Reproduce all the material verbatim, down to the last line.

** Data for the task follows **

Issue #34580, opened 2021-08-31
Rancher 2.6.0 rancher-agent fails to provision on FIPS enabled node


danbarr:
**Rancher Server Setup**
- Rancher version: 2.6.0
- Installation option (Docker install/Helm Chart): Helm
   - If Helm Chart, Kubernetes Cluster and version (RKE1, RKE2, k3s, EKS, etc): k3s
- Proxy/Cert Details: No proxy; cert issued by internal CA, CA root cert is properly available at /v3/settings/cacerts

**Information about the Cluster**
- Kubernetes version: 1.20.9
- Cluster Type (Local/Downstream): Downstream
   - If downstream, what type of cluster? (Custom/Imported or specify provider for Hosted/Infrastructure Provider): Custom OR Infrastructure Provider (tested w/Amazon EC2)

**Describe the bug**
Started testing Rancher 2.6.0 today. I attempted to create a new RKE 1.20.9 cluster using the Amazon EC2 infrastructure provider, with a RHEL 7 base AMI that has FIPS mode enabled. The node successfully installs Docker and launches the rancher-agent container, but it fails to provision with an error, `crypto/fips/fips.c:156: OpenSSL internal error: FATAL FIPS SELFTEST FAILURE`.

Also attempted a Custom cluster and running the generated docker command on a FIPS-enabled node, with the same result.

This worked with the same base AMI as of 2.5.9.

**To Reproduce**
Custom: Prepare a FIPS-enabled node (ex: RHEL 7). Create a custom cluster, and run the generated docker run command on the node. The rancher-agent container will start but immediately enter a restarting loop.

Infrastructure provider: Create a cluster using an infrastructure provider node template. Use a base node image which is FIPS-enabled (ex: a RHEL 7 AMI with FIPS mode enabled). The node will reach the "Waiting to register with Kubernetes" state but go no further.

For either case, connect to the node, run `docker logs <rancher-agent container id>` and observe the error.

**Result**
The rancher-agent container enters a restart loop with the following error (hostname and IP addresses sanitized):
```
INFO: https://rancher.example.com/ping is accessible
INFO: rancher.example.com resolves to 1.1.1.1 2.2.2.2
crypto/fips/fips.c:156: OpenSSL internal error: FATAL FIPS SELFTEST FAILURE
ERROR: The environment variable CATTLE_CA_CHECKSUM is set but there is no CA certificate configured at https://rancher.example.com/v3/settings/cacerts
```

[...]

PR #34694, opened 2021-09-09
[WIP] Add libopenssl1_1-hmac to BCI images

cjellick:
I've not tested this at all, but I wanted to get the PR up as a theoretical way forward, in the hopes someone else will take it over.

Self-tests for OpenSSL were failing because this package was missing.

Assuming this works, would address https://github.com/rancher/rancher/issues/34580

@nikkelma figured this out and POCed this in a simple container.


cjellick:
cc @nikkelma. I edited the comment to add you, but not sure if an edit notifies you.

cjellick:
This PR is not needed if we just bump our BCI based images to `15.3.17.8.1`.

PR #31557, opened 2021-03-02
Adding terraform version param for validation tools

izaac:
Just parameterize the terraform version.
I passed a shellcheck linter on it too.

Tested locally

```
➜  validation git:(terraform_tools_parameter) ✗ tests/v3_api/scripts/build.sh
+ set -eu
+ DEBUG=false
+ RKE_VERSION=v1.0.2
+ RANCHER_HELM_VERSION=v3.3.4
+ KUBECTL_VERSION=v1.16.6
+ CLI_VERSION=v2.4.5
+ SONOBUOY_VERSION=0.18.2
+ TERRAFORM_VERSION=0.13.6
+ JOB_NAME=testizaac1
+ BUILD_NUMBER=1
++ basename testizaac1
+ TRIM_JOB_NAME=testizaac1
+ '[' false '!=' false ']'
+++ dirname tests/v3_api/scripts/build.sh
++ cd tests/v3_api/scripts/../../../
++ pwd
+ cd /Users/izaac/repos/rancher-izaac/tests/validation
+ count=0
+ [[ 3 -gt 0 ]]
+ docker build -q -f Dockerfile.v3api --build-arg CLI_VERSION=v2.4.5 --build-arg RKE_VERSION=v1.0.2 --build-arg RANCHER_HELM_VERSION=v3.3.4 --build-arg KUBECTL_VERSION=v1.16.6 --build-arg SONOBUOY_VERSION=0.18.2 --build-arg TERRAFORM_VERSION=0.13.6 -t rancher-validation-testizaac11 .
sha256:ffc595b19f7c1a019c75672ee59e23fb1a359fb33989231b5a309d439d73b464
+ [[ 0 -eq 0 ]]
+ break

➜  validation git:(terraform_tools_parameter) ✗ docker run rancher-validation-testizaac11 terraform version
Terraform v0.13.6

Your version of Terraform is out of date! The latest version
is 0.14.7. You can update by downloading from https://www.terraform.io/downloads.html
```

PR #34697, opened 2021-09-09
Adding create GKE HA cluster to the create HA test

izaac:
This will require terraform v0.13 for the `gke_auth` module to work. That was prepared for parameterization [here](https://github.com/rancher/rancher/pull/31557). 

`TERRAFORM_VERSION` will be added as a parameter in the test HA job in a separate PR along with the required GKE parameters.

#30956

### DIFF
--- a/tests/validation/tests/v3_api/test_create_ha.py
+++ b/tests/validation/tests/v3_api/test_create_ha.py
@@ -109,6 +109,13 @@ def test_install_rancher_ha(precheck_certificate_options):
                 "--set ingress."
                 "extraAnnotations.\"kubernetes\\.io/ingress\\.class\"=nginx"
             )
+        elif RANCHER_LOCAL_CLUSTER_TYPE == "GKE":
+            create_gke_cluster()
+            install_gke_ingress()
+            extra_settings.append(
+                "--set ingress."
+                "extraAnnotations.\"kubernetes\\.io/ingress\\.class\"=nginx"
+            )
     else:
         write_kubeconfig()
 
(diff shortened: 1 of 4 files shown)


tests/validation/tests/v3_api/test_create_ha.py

** End of Data for the task **

Answer to this exercise:
Issue #34580, opened 2021-08-31
Rancher 2.6.0 rancher-agent fails to provision on FIPS enabled node


danbarr:
**Rancher Server Setup**
- Rancher version: 2.6.0
- Installation option (Docker install/Helm Chart): Helm
   - If Helm Chart, Kubernetes Cluster and version (RKE1, RKE2, k3s, EKS, etc): k3s
- Proxy/Cert Details: No proxy; cert issued by internal CA, CA root cert is properly available at /v3/settings/cacerts

**Information about the Cluster**
- Kubernetes version: 1.20.9
- Cluster Type (Local/Downstream): Downstream
   - If downstream, what type of cluster? (Custom/Imported or specify provider for Hosted/Infrastructure Provider): Custom OR Infrastructure Provider (tested w/Amazon EC2)

**Describe the bug**
Started testing Rancher 2.6.0 today. I attempted to create a new RKE 1.20.9 cluster using the Amazon EC2 infrastructure provider, with a RHEL 7 base AMI that has FIPS mode enabled. The node successfully installs Docker and launches the rancher-agent container, but it fails to provision with an error, `crypto/fips/fips.c:156: OpenSSL internal error: FATAL FIPS SELFTEST FAILURE`.

Also attempted a Custom cluster and running the generated docker command on a FIPS-enabled node, with the same result.

This worked with the same base AMI as of 2.5.9.

**To Reproduce**
Custom: Prepare a FIPS-enabled node (ex: RHEL 7). Create a custom cluster, and run the generated docker run command on the node. The rancher-agent container will start but immediately enter a restarting loop.

Infrastructure provider: Create a cluster using an infrastructure provider node template. Use a base node image which is FIPS-enabled (ex: a RHEL 7 AMI with FIPS mode enabled). The node will reach the "Waiting to register with Kubernetes" state but go no further.

For either case, connect to the node, run `docker logs <rancher-agent container id>` and observe the error.

**Result**
The rancher-agent container enters a restart loop with the following error (hostname and IP addresses sanitized):
```
INFO: https://rancher.example.com/ping is accessible
INFO: rancher.example.com resolves to 1.1.1.1 2.2.2.2
crypto/fips/fips.c:156: OpenSSL internal error: FATAL FIPS SELFTEST FAILURE
ERROR: The environment variable CATTLE_CA_CHECKSUM is set but there is no CA certificate configured at https://rancher.example.com/v3/settings/cacerts
```

[...]

PR #34694, opened 2021-09-09
[WIP] Add libopenssl1_1-hmac to BCI images

cjellick:
I've not tested this at all, but I wanted to get the PR up as a theoretical way forward, in the hopes someone else will take it over.

Self-tests for OpenSSL were failing because this package was missing.

Assuming this works, would address https://github.com/rancher/rancher/issues/34580

@nikkelma figured this out and POCed this in a simple container.


cjellick:
cc @nikkelma. I edited the comment to add you, but not sure if an edit notifies you.

cjellick:
This PR is not needed if we just bump our BCI based images to `15.3.17.8.1`.

PR #31557, opened 2021-03-02
Adding terraform version param for validation tools

izaac:
Just parameterize the terraform version.
I passed a shellcheck linter on it too.

Tested locally

```
➜  validation git:(terraform_tools_parameter) ✗ tests/v3_api/scripts/build.sh
+ set -eu
+ DEBUG=false
+ RKE_VERSION=v1.0.2
+ RANCHER_HELM_VERSION=v3.3.4
+ KUBECTL_VERSION=v1.16.6
+ CLI_VERSION=v2.4.5
+ SONOBUOY_VERSION=0.18.2
+ TERRAFORM_VERSION=0.13.6
+ JOB_NAME=testizaac1
+ BUILD_NUMBER=1
++ basename testizaac1
+ TRIM_JOB_NAME=testizaac1
+ '[' false '!=' false ']'
+++ dirname tests/v3_api/scripts/build.sh
++ cd tests/v3_api/scripts/../../../
++ pwd
+ cd /Users/izaac/repos/rancher-izaac/tests/validation
+ count=0
+ [[ 3 -gt 0 ]]
+ docker build -q -f Dockerfile.v3api --build-arg CLI_VERSION=v2.4.5 --build-arg RKE_VERSION=v1.0.2 --build-arg RANCHER_HELM_VERSION=v3.3.4 --build-arg KUBECTL_VERSION=v1.16.6 --build-arg SONOBUOY_VERSION=0.18.2 --build-arg TERRAFORM_VERSION=0.13.6 -t rancher-validation-testizaac11 .
sha256:ffc595b19f7c1a019c75672ee59e23fb1a359fb33989231b5a309d439d73b464
+ [[ 0 -eq 0 ]]
+ break

➜  validation git:(terraform_tools_parameter) ✗ docker run rancher-validation-testizaac11 terraform version
Terraform v0.13.6

Your version of Terraform is out of date! The latest version
is 0.14.7. You can update by downloading from https://www.terraform.io/downloads.html
```

PR #34697, opened 2021-09-09
Adding create GKE HA cluster to the create HA test

izaac:
This will require terraform v0.13 for the `gke_auth` module to work. That was prepared for parameterization [here](https://github.com/rancher/rancher/pull/31557). 

`TERRAFORM_VERSION` will be added as a parameter in the test HA job in a separate PR along with the required GKE parameters.

#30956

### DIFF
--- a/tests/validation/tests/v3_api/test_create_ha.py
+++ b/tests/validation/tests/v3_api/test_create_ha.py
@@ -109,6 +109,13 @@ def test_install_rancher_ha(precheck_certificate_options):
                 "--set ingress."
                 "extraAnnotations.\"kubernetes\\.io/ingress\\.class\"=nginx"
             )
+        elif RANCHER_LOCAL_CLUSTER_TYPE == "GKE":
+            create_gke_cluster()
+            install_gke_ingress()
+            extra_settings.append(
+                "--set ingress."
+                "extraAnnotations.\"kubernetes\\.io/ingress\\.class\"=nginx"
+            )
     else:
         write_kubeconfig()
 
(diff shortened: 1 of 4 files shown)


tests/validation/tests/v3_api/test_create_ha.py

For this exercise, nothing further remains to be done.